Analyse du film Paris Couleur

CARLES Caroline - CARROLIO Mathias - GOURDET Aurélien

Dès 1900, les populations des colonies de l’Empire Français sont mises à part de la population métropolitaine à majorité « blanche ». L’exposition Universelle de 1900 et l’Exposition Coloniale de 1931 instaurent dès le début du siècle des mises en scène factices et fausses, pour donner une image de ce qu’on a envie de voir d’eux. S’installe peu à peu une barrière spectateur/acteur : d’abord culturelle, elle se concrétise brutalement en 1900 avec des grillages qui séparent les visiteurs des indigènes, puis enfin un retour à une séparation symbolique mais tout aussi forte, notamment après la Seconde Guerre Mondiale. Ainsi, cette différenciation se perpétuant sous différentes formes tout au long du XXème siècle, participe à idéaliser la culture française en extériorisant et stigmatisant toutes les cultures « indigènes » sortant d’une normalité établie par les pouvoirs politique d’abord, et l’opinion publique ensuite. Dans le but de rendre « pacifistes » des populations qui font peur, on leur attribue des images, des coutumes, lors de ces manifestations. Ainsi, « le noir devient un corps qui danse et pas un cerveau qui pense ». Cela participe à l’établissement d’un stéréotype dans les esprits de l’époque, qui a perduré jusqu’à aujourd’hui, en s’adaptant constamment à nos modes de vies et nos évolutions culturelles. Dans une idée de propagande, notamment coloniale, les gouvernements ont constamment réduit les cultures, les parcours individuels et les particularités de chacune des personnes venue des colonies, en les fondant dans une image globale « d’indigène » où leur individualité s’efface. Ces populations deviennent donc uniquement des images éloignées de la réalité, occultant leur véritable rôle dans la société.
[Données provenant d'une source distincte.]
PR #7, opened 2016-06-10
Transactions from the future are not included in blocks

asolovyov:


Tolsi:
Is this relevant?

asolovyov:
Please check with Sasha - initially it was his req. And apart from this, another reason to add such a restriction is the current implementation of tx uniqueness check - if you accept a tx from a far future you will have to wait that moment to send next tx.

Tolsi:
@sasha35625 @catena2w

bcdev-:
"wait that moment" - but that applies only to SimplePayment transactions, and these are deprecated.

Tolsi:
see wavesplatform/Scorex#179

PR #54, opened 2016-10-07
Updated scrypto to 1.2.0-RC2.

bcdev-:
A prerequisite for p2p communication encryption.
Please also accept https://github.com/wavesplatform/Scorex/pull/129 since they are dependent upon each other!


bcdev-:
It says that compilation failed. _This is incorrect!_ These two commits are simply dependent upon each other, that's why compilation fails. I cannot make a pull request for two repos at the same time.

So please also accept https://github.com/wavesplatform/Scorex/pull/129 since they are dependent upon each other.

PR #61, opened 2016-10-17
Simple unencrypted message transaction.

bcdev-:
Just a Simple Message transaction, pretty similar to NXT.
This is only the core protocol part [the one that requires a hard fork], the API is very basic will be refined later.


bcdev-:
I'll do the complete implementation [with embedded encryption] and then I'll push everything at once. :-)

PR #142, opened 2017-02-14
T329 new configuration

alexeykiselev:


phearnot:
I suggest we use `=`, which is easier to type, instead of a colon.

PR #145, opened 2017-02-16
T370 start with new config

alexeykiselev:


src/main/scala/com/wavesplatform/Application.scala
```diff
@@ -93,8 +95,16 @@ class Application(as: ActorSystem, wavesSettings: WavesSettings) extends {
 object Application extends ScorexLogging {
   def main(args: Array[String]): Unit = {
     log.info("Starting...")
-    val config: Config = ConfigFactory.load()
-    val settings = WavesSettings.fromConfig(config)
+
+    val maybeConfigurationFilename = args.headOption
+    val config = if (maybeConfigurationFilename.isDefined && new File(maybeConfigurationFilename.get).exists) {
+      log.info(s"Additional configuration will be loaded from ${maybeConfigurationFilename.get}")
+      ConfigFactory.parseFile(new File(maybeConfigurationFilename.get)).withFallback(ConfigFactory.load())
```
phearnot:
```scala
val userConfig = for {
  cf <- args.headOption
  f = new File(cf)
  if f.exists
} yield ConfigFactory.parseFile(f)

val config = userConfig.fold(ConfigFactory.load()) { c => c.withFallback(ConfigFactory.load()) }
```

src/main/scala/com/wavesplatform/Application.scala
```diff
@@ -20,6 +20,7 @@ import scorex.utils.ScorexLogging
 import scorex.waves.http.{DebugApiRoute, WavesApiRoute}
 import scorex.waves.transaction.WavesTransactionModule
 
+import scala.Option.option2Iterable
```
phearnot: Explicitly importing this one is unnecessary — implicit conversions are searched for in a companion object by default.

src/main/scala/com/wavesplatform/Application.scala
```diff
@@ -16,8 +19,8 @@ import scorex.network.{TransactionalMessagesRepo, UnconfirmedPoolSynchronizer}
 import scorex.utils.ScorexLogging
 import scorex.waves.http.{DebugApiRoute, WavesApiRoute}
 import scorex.waves.transaction.WavesTransactionModule
-import BlockchainSettingsExtension._
 
+import scala.Option.option2Iterable
```
phearnot: There's no need to import this explicitly — implicit conversions are searched for in a source type's companion object by default.

alexeykiselev: I think it was imported automatically. I've made a new commit to remove it.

A la suite des attentats de Charlie Hebdo et de l’Hyper Casher de la porte de Vincennes, et à cause de l’élan de solidarité, l’Etat s’est trouvé dans l’obligation d’éviter les amalgames entre djihadistes et musulmans. Cependant, comme ce fut le cas au début du XXème siècle, on a simplifié et caricaturé des parcours, des personnalités et des cultures très complexes et diverses. Par volonté d’extérioriser notre peur du djihadisme ou pour mieux les « identifier », l’Etat a eu recours à un discours simplificateur, fait de cryptogrammes qui reprennent les mêmes méthodes simplistes pour différencier une population complexe. De plus, l’ambiguïté, des symboles dénoncés sur l’affiche sont à même de renforcer les amalgames alors que l’idée de départ était de lutter contre. En outre, le système de délation encouragé par le gouvernement pour établir un fichier de « djihadistes potentiels » met à mal le vivre ensemble en amenant une suspicion entre personnes proches, utilisant un même espace ou vivant côte à côte. Ainsi, les politiques coloniales du début du XXème siècle ont profondément ancré des images factices et simplistes pour familiariser la population métropolitaine à des cultures inconnues et complexes. Une stigmatisation négative d’une partie de ces cultures a émergé, appuyée par des conflits qui apparaissent à partir des années 60 – 70 dans un contexte de décolonisation de plus en plus tendu. Aujourd’hui la société se retrouve confrontée à une réelle nécessité : lutter contre les amalgames et les clichés profondément ancrées dans l’imaginaire collectif, et accepter des cultures et des parcours complexes, issus de religions, pays, modes de vies étrangers et différents.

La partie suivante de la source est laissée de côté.